Возмущенный Слащов доказывал, что приказ был незаконным. Теперь генерал дрался в одиночку, и следующим его ударом стал выпуск в январе 1921 года книги «Требую суда общества и гласности (Оборона и сдача Крыма)», в которой он настаивал на моральном осуждении Главного Командования. Книга привлекла к себе внимание публики, и в глазах «общества», к которому апеллировал Слащов, два генерала окончательно стали антиподами. И тем не менее громом среди ясного неба оказался следующий шаг «генерала Крымского», в первой половине ноября 1921 года неожиданно уехавшего из Константинополя… в Советскую Республику.

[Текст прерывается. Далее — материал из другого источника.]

PR #1529, opened 2026-07-06
Fix drag and drop with newest preact(>10.16.0) versions

### LINKED ISSUE #760: Draggle (dragula as well) don't play nice with preact v11.16.0
### Describe the Bug

We found a bug in the web modeler integration of form-js, where a forced update to preact 11.16 (via resolutions) made certain drag and drop operations lead to components disappearing from the editor. I was able to replicate this locally as well.

firefox_k3h2hnVXmR

While forced resolutions of dependencies is always something that can go wrong, this remains a problem for us to adopt newer versions of preact in the future. 

The specific version of preact made some modifications to how children are diff'd. My guess is, that the draggle interaction with the DOM interferes with preact's new optimized diffing algo. 

### Steps to Reproduce

1. put two components in a row next to eachother
2. drag the right one to the left
3. 🪄  field disappears

### Expected Behavior

3. field should be moved properly

### Environment

Preact 11.16.0 only

AlekseyManetov:
Closes https://github.com/bpmn-io/form-js/issues/760

Dragula physically moves the dragged node in the DOM. Once the schema updates, Preact re-renders — but its 10.16+ diffing gets confused by the externally moved node and can drop the field from the DOM.

On drop we now use `drake.cancel(true)` (revert dragula's DOM change) instead of `drake.remove()`, so the DOM matches Preact's virtual DOM before the schema-driven re-render. This fix compatebility issues and allows `preact` bump (`^10.19.3`), aligning it with `@bpmn-io/properties-panel`.

Also flushes deferred auto-focus in the properties-panel tests, which became timing-sensitive under the newer Preact (behavior is fine in the real UI).

https://github.com/user-attachments/assets/3b695d24-3864-4a06-83dc-c10070f079eb


packages/form-js-editor/test/spec/features/properties-panel/PropertiesPanel.spec.js
```diff
@@ -3908,6 +3922,14 @@ function findTextbox(id, container) {
   return container.querySelector(`[name=${id}] [role="textbox"]`);
 }
 
+// advances the event loop one tick inside act, flushing deferred (setTimeout)
+// work and the resulting renders before we assert
+function nextTick() {
+  return act(async () => {
```
nikku, line 3928: Odd that we need to essentially "act" twice. Need to clean this up, one day.

nikku (approved):
Good stuff. ⭐

nikku (commented):
Please add CHANGELOG update - so we don't forget on release!

PR #1535, opened 2026-07-13
feat(playground): use cm-theme highlighting in data and result editors

barinali:
Apply the shared `@bpmn-io/cm-theme` (`feelLight`) highlighting to the playground JSON data (input) and result (output) editors so all bpmn-io CodeMirror editors share one theme.

Related to camunda/form-playground#64

The screenshot from camunda/form-playground to demonstrate the change.

Without this revision
image

With this revision
image


nikku (approved):
Great stuff ⭐

PR #1538, opened 2026-07-16
fix(viewer): avoid redundant document preview fetches

### LINKED ISSUE #1520: Document preview re-fetches and blinks on every parent re-render
### Describe the Bug

The PDF and image renderers inside the Document Preview field re-fetch the document on every parent re-render. The fetched blob is swapped into an object URL, which tears down the `<embed>` / `` and reattaches it. The result is a visible blink whenever anything in the surrounding form causes a render (typing, validation, expression re-evaluation in the editor).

Во многом он был олицетворением само́й Белой борьбы – один из первых Добровольцев, «победитель махновцев и петлюровцев» (формулировка агитационного плаката с его портретом), защитник Крыма, монархист, солдат до мозга костей, демонстративно враждебный «гнилому тылу»… – и теперь его отъезд давал великолепный повод для скрытого злорадства тем, кому был антипатичен как сам Слащов, так и дело, за которое он сражался три года. Теми же, кто не питал к генералу злобы, овладело недоумение.
Зачем он это сделал?!
* * *
Не избежать этого вопроса и нам – слишком уж противоречит «возвращение»[107] Слащова всей его предыдущей биографии. Дальнейшее в значительной степени относится к области неподтвержденных (а может быть, и неподтверждаемых) догадок, поэтому следует сразу сделать два принципиальных замечания.
Разумеется, генерал Слащов был далеко не единственным белогвардейцем, эмигрировавшим, а затем вернувшимся в Россию. Именно поэтому в данном случае мы не собираемся выводить каких-либо общих правил для «возвращенцев» и не считаем, что «возвращение», пусть даже десятков тысяч, само по себе способно объяснить «возвращение» одного человека. Мы – не о десятках тысяч; мы – об одном генерале Слащове.
Другое исходное положение наших рассуждений относится как раз не к общему, а к индивидуальному. «Чужая душа – потемки», и исследователь может, разумеется, признать за своим героем «право» в любой момент совершить любой поступок, логически не связанный ни с предыдущим, ни с последующим или даже противоречащий всему, что мы знаем о человеке. Тем не менее в случаях, когда имеются конкретные факты биографии, окружающие такой спорный поступок, игнорировать их недопустимо, особенно если они к тому же выстраиваются в какую-либо систему; а именно логическую систему мы и попробуем увидеть в тех событиях и свидетельствах современников, которые до сих пор были недостаточно известны.
Не приходится обсуждать злобных обвинений, что Слащов был «куплен», поскольку сребролюбие никогда не было свойственно Якову Александровичу, более того – еще в начале Гражданской войны все вывезенные из Петрограда личные ценности были им потрачены на нужды белогвардейской организации, – и непонятно, почему вдруг в эмиграции его в одночасье оказалось столь легко «купить». Версия, будто эволюция взглядов генерала началась еще весной 1920 года под влиянием воззвания к русским офицерам А. А. Брусилова и группы других старых военачальников, ни на чем не основана, а приводимая ее автором ссылка на документальный источник фальсифицирована (Слащов там даже не упоминается). Более правдоподобными выглядят предположения о «тоске по родине» или желании «не отделяться от России и переносить все, выпавшее ей на долю, веруя, что “претерпевший до конца, той спасен будет”[108]», но оба они отличаются умозрительностью и недоказуемостью, апеллируя, в сущности, к тем самым потемкам в чужой душе. Не выдерживает критики и заявление о «раскаянии», ибо в опубликованных уже в СССР мемуарах Якова Александровича, несмотря ни на что, как раз раскаяния-то и не видно: они написаны с чувством спокойной гордости за все содеянное, а фразы о собственном «недостатке сознательности» звучат при этом едва ли не злой иронией.